By now it comes as little surprise to most observers that with the exception of cutting taxes and waging war, the current administration is far more committed to symbolic gestures than to serious or even achievable policies.
Nonetheless, tonight’s proposal to cut American gasoline usage by 20 percent in the next 10 years is indeed bold, especially from an administration so thoroughly wedded to the oil industry. It remains to be seen how the President plans to fund this proposal, even as he expands the war in Iraq, attempts to balance the budget and pledges to save Social Security and Medicare.
More important, perhaps, was the Democratic response. At the opening of what was one of the strongest rebuttals in recent memory, freshman Senator Jim Webb from Virginia pointed out that this was the seventh time this president has mentioned energy in a State of the Union Address—but the first time he’ll be working with a Democratic House and Senate. The implication was that if the President is serious, Congress may actually pass some alternative energy legislation with teeth.
Unfortunately, Democrats are almost as misguided as Republicans in terms of energy, from NIMBY opposition to wind power in California and the Northeast (and to nuclear everywhere), to knee-jerk support for any proposal that subsidizes biofuels in the heartland—an approach that will at best be a marginal solution and at worst an environmental and social-justice catastrophe. It is interesting to note that the President referred to reducing gasoline consumption rather than oil in general. Creating biofuel from corn, at least, requires huge amounts of natural gas and diesel (for tractors) but, presumably, little gasoline.

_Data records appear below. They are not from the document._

PR #2430, opened 2018-07-13
Close #2428: CACHE_MANAGER_CLOSED not received when clustered CM is closed

### LINKED ISSUE #2428: CACHE_MANAGER_CLOSED not received when clustered CM is closed

mathieucarbou:
I did a IT test in this PR to reproduce the problem described into #2428: `CMClosedEventSentTest`.

1. I have fixed the service ordering issue when closing. Instead of closing dependencies first, which leaves some running service not working because their dependencies are closed, I am closing the services that do tot depend on dependencies.

2. I have activated the circular dependency check and re-enabled the test

3. I added support for optional service dependencies: this is how M&M works, it automatically activate hen in the classpath but we still ned to be able to declare a dependency on the clustering service

4. Now the IT test is working and M&M is able to send client-side notifications with data using the clustering service before it closes.


core/src/main/java/org/ehcache/core/internal/service/ServiceLocator.java
```diff
@@ -423,6 +425,23 @@ ServiceMap lookupDependenciesOf(ServiceMap resolved, Class<? extends Service> re
...
+          Class<?> dependency = ClassLoading.getDefaultClassLoader().loadClass(className);
+          if (Service.class.isAssignableFrom(dependency)) {
+            @SuppressWarnings("unchecked")
+            Class<? extends Service> serviceDependency = (Class<? extends Service>) dependency;
+            dependencies.add(serviceDependency);
+          } else {
+            throw new IllegalStateException("Service dependency declared by " + className + " is not a Service: " + dependency.getName());
+          }
+        } catch (ClassNotFoundException ignored) {
+          // dependency is optional so we ignore it
```
chrisdennis: This isn't the kind of optional I expected.  This kind of optional is:
> If this service interface is on the classpath then please use it, but if it's not on the classpath then please ignore it.

What I had expected was:
> If this service is in the dependency set for this environment already then please order my start/stop with respect to it. If it's not already in the set then don't pull it in on my account.

core/src/main/java/org/ehcache/core/internal/service/ServiceLocator.java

The President did, at least, mention the most obvious sensible proposals: expansion of wind and solar, hybrid battery technology, and diesel cars. Notably (and thankfully) he did not mention hydrogen again.

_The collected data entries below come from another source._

PR #2436, opened 2018-07-16
Cast errors correctly to errors (close #2434)

### LINKED ISSUE #2434: Trying to cast a StoreCastException to RuntimeException, swallowing underlying error
Hi everyone,

When using a get operation, I get this exception:

```
java.lang.ClassCastException: java.lang.NoClassDefFoundError incompatible with java.lang.RuntimeException
	at org.ehcache.impl.internal.store.tiering.TieredStore.get(TieredStore.java:98)
	at org.ehcache.core.Ehcache.doGet(Ehcache.java:82)
	at org.ehcache.core.EhcacheBase.get(EhcacheBase.java:127)
```

This is the problematic line:

https://github.com/ehcache/ehcache3/blob/master/impl/src/main/java/org/ehcache/impl/internal/store/tiering/TieredStore.java#L98

The method catches a StoreAccessException. If it is not a StorePassThroughException, it will be casted to RuntimeException and thrown.

Since StoreAccessException is not a RuntimeException, we see the error above. And this is why we cannot see why the StoreAccessException is being thrown in the first place.

Proposed solutions (implement one of them):
* Make StoreAccessException a RuntimeException, if possible (and feasible).
* Wrap into another exception
* Change the signature of the TieredStore.get() method to allow throwing StoreAccessException.

Thanks!

henri-tremblay:


henri-tremblay:
test this please

impl/src/main/java/org/ehcache/impl/internal/store/tiering/TieredStore.java
```diff
@@ -299,6 +293,17 @@ private void swapBackCachingTiers() {
...
+    Throwable cause = ce.getCause();
+    if (cause instanceof StorePassThroughException) {
+      throw (StoreAccessException) cause.getCause();
+    }
+    if (cause instanceof Error) {
+      throw (Error) cause;
+    }
+    throw (RuntimeException) cause;
+  }
+
```
chrisdennis: This still isn't safe... checked versus runtime exceptions are a compile time concept only.  I think you'll need somthing like this no?

```java
Throwable cause = ce.getCause();
if (cause instanceof StorePassThroughException) {
  throw (StoreAccessException) cause.getCause();
}
if (cause instanceof Error) {
  throw (Error) cause;
} else if (cause instanceof RuntimeException) {
  throw (RuntimeException) cause;
} else {
  throw new RuntimeException(cause);
}
```

henri-tremblay: I could. But since only runtimes and errors are supposed to be wrapped in the StoreAccessException, anything else means something weird is happening.

henri-tremblay: Let me do something

henri-tremblay: @chrisdennis Done. Please have a look

henri-tremblay: Oups... no... not done.

henri-tremblay: @chrisdennis All good now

We are far, however, from any response remotely commensurate to the depletion threat we face—responses which would include the dramatic energy conservation, rapid expansion of light-rail nationwide, the rebuilding of interstate passenger train service, a program to switch from long-distance truck shipping to rail freight, steps to re-localize and de-industrialize agriculture etc.
In the meantime, the U.S. government as a whole is now in the strange process of telling itself just how dire our energy predicament is. Two years ago, the Department of Energy commissioned a report which concluded that mitigation of oil depletion would need to begin 20 years before peak in order to avoid a decades-long fuel shortage. Given that several experts believe we have already peak, to say that time is short is an understatement.
Last week, the Senate held hearings on “The Geopolitics of Oil,” listening to testimony that was, according to Republican Senator Domenici of New Mexico “absolutely startling with reference to the future.” Included in the panel was Linda Stuntz, a co-author of last fall’s extremely gloomy Council on Foreign Relations paper called “National Security Consequences of U.S. Oil Dependency,” which argued that
“During this next twenty years (and quite probably beyond), it is infeasible to eliminate the nation’s dependence on foreign energy sources. The voices that espouse ‘‘energy independence’’ are doing the nation a disservice by focusing on a goal that is unachievable over the foreseeable future and that encourages the adoption of inefficient and counterproductive policies. Indeed, during the next two decades, it is unlikely that the United States will be able to make a sharp reduction in its dependence on imports, which currently stand at 60 percent of consumption. The central task for the next two decades must be to manage the consequences of dependence on oil, not to pretend the United States can eliminate it.”
Given this backdrop, it is perhaps not surprising that a great deal more of the President’s speech was focused on the middle-east than on energy policy, and that the word “Iran” was mentioned more than a few times. Anyone who thinks that we can achieve a painless shift to an alternative-energy future is kidding himself. The elites, anyway, seem to be preparing for a “last man standing” approach.